About their feet in the crevices of the rocks were little pools of sea water, and Jean often exclaimed over some funny crab or sea creature.
“Oh, Mary,” she cried, “do you suppose that we could find clams for a clambake? Or lobsters Newburg, or finnan haddie, or something like that?”
“I expect so,” said Mary. “Nothing would surprise me now that we are on a desert island.”
The sun grew hotter as they went along, and it seemed as if they had walked miles before they saw anything but sand and rocks and sea. At last, however, they saw yellow cliffs rising at the edge of the beach.
“Well, they look
different
anyway! Let’s run for them and see what we can find.”
They raced along the beach until they reached the cliffs and dropped down, panting, in the welcome shade of overhanging rocks.
“I have an idea,” said Mary. “Do you see that turn in the cliffs right ahead? We can’t see what’s around that
corner, so let’s make a game of it. Let’s shut our eyes when we get to the turn, and walk ten steps without looking. Then we’ll open our eyes and see what we find. We have been lucky so far—perhaps we’ll be lucky again.”

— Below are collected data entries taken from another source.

PR #9244, opened 2026-08-30
Install playerctl alongside voxtype so pause_media actually works

### LINKED ISSUE #9243: Voxtype pause_media silently fails: playerctl not installed by omarchy-voxtype-install
## What happened

Voxtype's `pause_media = true` (the default shipped in `$OMARCHY_PATH/default/voxtype/config.toml`) is supposed to auto-pause MPRIS media players while dictating, but it silently does nothing on a fresh `omarchy-voxtype-install` because `playerctl` — the binary Voxtype shells out to for this feature — is never installed.

Voxtype's own log confirms the failure:

```
WARN playerctl not found or failed to run: No such file or directory (os error 2)
```

## What was expected

Starting dictation (e.g. via hotkey) should pause any active MPRIS player (Chromium tab playing Google Music/YouTube Music, Spotify, etc.) since `pause_media = true` ships as the default.

## Steps to reproduce

1. Fresh install: `omarchy-voxtype-install` (installs `wtype voxtype-bin` only, does not install `playerctl`)
2. Play music in a browser tab that exposes MPRIS (confirmed via `dbus-send ... org.freedesktop.DBus.ListNames` showing `org.mpris.MediaPlayer2.chromium.instance...`)
3. Start dictation (hotkey / `voxtype record start`)
4. Music keeps playing; `journalctl --user -u voxtype` shows `WARN playerctl not found or failed to run: No such file or directory (os error 2)`
5. `which playerctl` → not found
6. After `sudo pacman -S playerctl`, the exact same dictation flow correctly pauses/resumes the browser player

## System details

- Omarchy version: 4.0.1-1
- Package: `voxtype-bin` 0.7.5-1 (repo: `omarchy`)
- `voxtype-bin` pacman deps: `alsa-lib curl gcc-libs glibc` — no `playerctl`, not even as an optional dep
- `omarchy-voxtype-install` runs `omarchy-pkg-add wtype voxtype-bin` — also doesn't pull in `playerctl`

## Proposed fix

`playerctl` should be added as an optional (or hard) dependency of `voxtype-bin`, and/or `omarchy-voxtype-install` should install it via `omarchy-pkg-add`, since the shipped default config already turns on `pause_media`. Will follow up with a PR.

montanasnow:
## Summary
- `default/voxtype/config.toml` ships `pause_media = true` by default, but Voxtype implements that by shelling out to `playerctl`, and `omarchy-voxtype-install` never installed it — so the feature silently failed on every fresh install.
- Confirmed via `journalctl --user -u voxtype`: `WARN playerctl not found or failed to run: No such file or directory (os error 2)`.
- Fix: add `playerctl` to the `omarchy-pkg-add` call in `bin/omarchy-voxtype-install`.

## Test plan
- [x] `./test/all` — same 5 pre-existing failures as on `quattro` before this change (all unrelated: missing `omarchy-pkgs` checkout / snapper / theme-install-guards / unowned-system-paths / windows-vm-mount-boundary), none touching voxtype
- [x] Manually installed `playerctl` and confirmed dictation now pauses a Chromium tab's MPRIS player (Google Music) and resumes it after

Fixes #9243

### DIFF
--- a/bin/omarchy-voxtype-install
+++ b/bin/omarchy-voxtype-install
@@ -8,7 +8,7 @@ set -e
 # Install voxtype and configure it for use.
 
 if gum confirm "Install Voxtype + AI model (~150MB) to enable dictation?"; then
-  omarchy-pkg-add wtype voxtype-bin
+  omarchy-pkg-add wtype playerctl voxtype-bin
 
   # Setup voxtype
   mkdir -p ~/.config/voxtype


686f6c61:
`pause_media` talks to MPRIS through playerctl. Quattro dropped playerctl with waybar, and `omarchy-voxtype-install` never put it back, so the shipped `pause_media = true` is a no-op. `omarchy-pkg-add` is the right helper.

One leftover: existing Voxtype installs do not get the package until they re-run the installer.

686f6c61:
Follow-up for existing Voxtype installs: https://github.com/omacom/omarchy/pull/9329 — same installer line as this PR, plus a migration that `omarchy-pkg-add playerctl` when `voxtype-bin` is already present. Happy to drop the installer hunk on rebase if this lands first.

PR #9248, opened 2026-08-30
Add managed account website allowlists

redreceipt:
## Summary

- Add `omarchy managed add|allow|deny|list|remove` and **Setup → Security → Managed Accounts**.
- Create non-admin logins with per-account hostname allowlists enforced by Squid and UID-scoped nftables; administrators stay unrestricted.
- Seed the Omarchy desktop, disable administrator autologin after setup, and preserve the Linux user and home when management is removed.

Initial scope is an administrator recovery account plus one or more managed accounts. Filtering is hostname-based and does not intercept TLS.

## Proof

Johnny starts with only `code.org`; the administrator later adds `scratch.mit.edu`.

https://github.com/user-attachments/assets/ebb13bed-201b-4a46-b87e-4adaab1f287f

## Validation

- ShellCheck, focused shell tests, and CLI metadata checks
- Arch VM end-to-end tests for allowed/blocked HTTPS, bypass prevention, allowlist updates, removal, and reboot persistence


redreceipt:
@codex review this

PR #9264, opened 2026-08-30
Include pahole in the offline ISO package set

ramirlm:
## Summary

Omarchy installations are required to work fully offline. During hardware finalization, installing kernel headers can require `pahole`, but it was not included in the package list used to build the ISO's offline mirror. The missing artifact caused the finalizer to stop even though the package is part of the normal Arch repositories.

## Changes

- Add `pahole` to `install/omarchy-other.packages`, so the ISO builder includes it in the offline package mirror.
- Keep the installer strictly offline; no online fallback is introduced.

## Validation

- `bash -n bin/omarchy-pkg-add`
- `grep -qx 'pahole' install/omarchy-other.packages`
- `bash test/shell.d/synaptic-touchpad-test.sh`
- `bash test/shell.d/update-pacman-guard-test.sh`
- `git diff --check`

### DIFF
--- a/bin/omarchy-pkg-add
+++ b/bin/omarchy-pkg-add
@@ -5,11 +5,42 @@
 # omarchy:examples=omarchy pkg add jq ripgrep
 # omarchy:requires-sudo=true
 
-if omarchy-pkg-missing "$@"; then
+pacman_install() {
   if (( EUID == 0 )); then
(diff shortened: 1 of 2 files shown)


ryanrhughes:
While an interesting solution, it goes against the requirement that the install is to be 100% offline. 

If there's a package missing, please submit a PR to add that to the pkgs list that gets built in.

PR #724, opened 2024-02-18
add method to transfrom x and y to classes that drop rows from X, add pipeline to handle transform_x_y

solegalli:
- [x] add test for transform x y mixin
- [x] fix test window features
- [x] update expanding windows transformer
- [x] add test for expanding windows
- [x] create pipeline
- [x] test pipeline
- [x] expand doc dropna
- [x] expand doc outlier trimmer
- [x] expand doc lag features
- [x] expand doc window features
- [x] expand doc expanding window features
- [x] create doc pipeline


feature_engine/timeseries/forecasting/base_forecast_transformers.py
```diff
@@ -38,7 +41,9 @@
     fit=_fit_not_learn_docstring,
     n_features_in_=_n_features_in_docstring,
 )
-class BaseForecastTransformer(BaseEstimator, TransformerMixin, GetFeatureNamesOutMixin):
+class BaseForecastTransformer(
+    BaseEstimator, TransformerMixin, GetFeatureNamesOutMixin, TransformXyMixin
+):
```
VascoSch92, line 46: nit:
```python
class BaseForecastTransformer(
     BaseEstimator, 
     TransformerMixin, 
     GetFeatureNamesOutMixin, 
     TransformXyMixin,
 ):
```

tests/test_base_transformers/test_transform_xy_mixin.py
```diff
@@ -0,0 +1,22 @@
...
+class MockTransformer(TransformXyMixin):
+    def transform(self, X):
+        return X.iloc[1:-1].copy()
+
+
+def test_transform_x_y_method(df_vartypes):
+    y = pd.Series(pd.Series(0, index=np.arange(len(df_vartypes))))
+    transformer = MockTransformer()
+    Xt, yt = transformer.transform_x_y(df_vartypes, y)
+    print(Xt)
```
VascoSch92, line 16: I suppose the print was just for debugging :-)

tests/test_time_series/test_forecasting/test_lag_features.py
```diff
@@ -214,6 +214,131 @@ def test_correct_lag_when_using_freq(df_time):
...
+    df_tr = transformer.fit_transform(df)
+    assert df_tr.equals(expected_df)
+
+
+def test_transform_x_y(df_time):
+    df = df_time.head(5).copy()
+    y = pd.Series(np.zeros(len(df)), index=df.index)
+
+    # Expected
+    date_time = [
```
VascoSch92, line 310: date_time and expected_results are equal to the one in the previous test. Right?

If yes, you could use a fixture

tests/test_base_transformers/test_transform_xy_mixin.py
solegalli: yes, thank you!

solegalli:
Tests for new pipeline functionality are done. 

I need to add remaining tests to corroborate that the original functionality of the pipeline (inherited from sklearn) also continues to work.

feature_engine/pipeline/pipeline.py
```diff
@@ -442,3 +442,51 @@ def fit_predict(self, X, y=None, **params):
...
             )
         return y_pred
+
+
+def make_pipeline(*steps, memory=None, verbose=False):
+    """Construct a :class:`Pipeline` from the given estimators.
+
+    This is a shorthand for the :class:`Pipeline` constructor; it does not
+    require, and does not permit, naming the estimators. Instead, their names
+    will be set to the lowercase of their types automatically.
```
VascoSch92, line 452: Just to know:
Can we have other types outside string that can be set to lowercase?

tests/test_pipeline/test_pipeline_all.py
```diff
@@ -0,0 +1,842 @@
...
+    "the burger beer beer copyright",
+    "the coke burger coke copyright",
+    "the coke burger burger",
+)
+
+R_TOL = 1e-4
+
+def test_pipeline_invalid_parameters():
+    test_pipeline_invalid_parameters
+
```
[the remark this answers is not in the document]
ChristopherGS: @solegalli copying tests from another library like that is generally not best practice because:

- The test functions are not typically designed to be part of a library's public API. This means they might not be as stable or intended for external use
- If scikit-learn updates their tests or implementation in a way that is incompatible with your extension, your tests might suddenly fail. Yes you can mitigate that by pinning the version, but I doubt you want to do that and miss out on patches

I'd just write your own tests, even if it means lifting and dropping the code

So, forgetting their weariness, the two girls got up again and went to the turn in the cliffs. Just before they got to the place where they would be able to look around the bend and see what was ahead of them, they closed their eyes, took hold of hands, and started forward across the smooth sand. One—two—three—four—five (ouch! Jean stubbed her toe, but she didn’t open her eyes)—six—seven—eight—nine—ten—open! They both looked about them. There was no sound or sight of babbling brook, but in the side of the cliff was something which made them forget their need of water in the excitement of discovery.
“It’s a cave, Mary!”
“Jean, it’s a cave!”
They caught each other about the waist and executed a couple of dizzy whirls.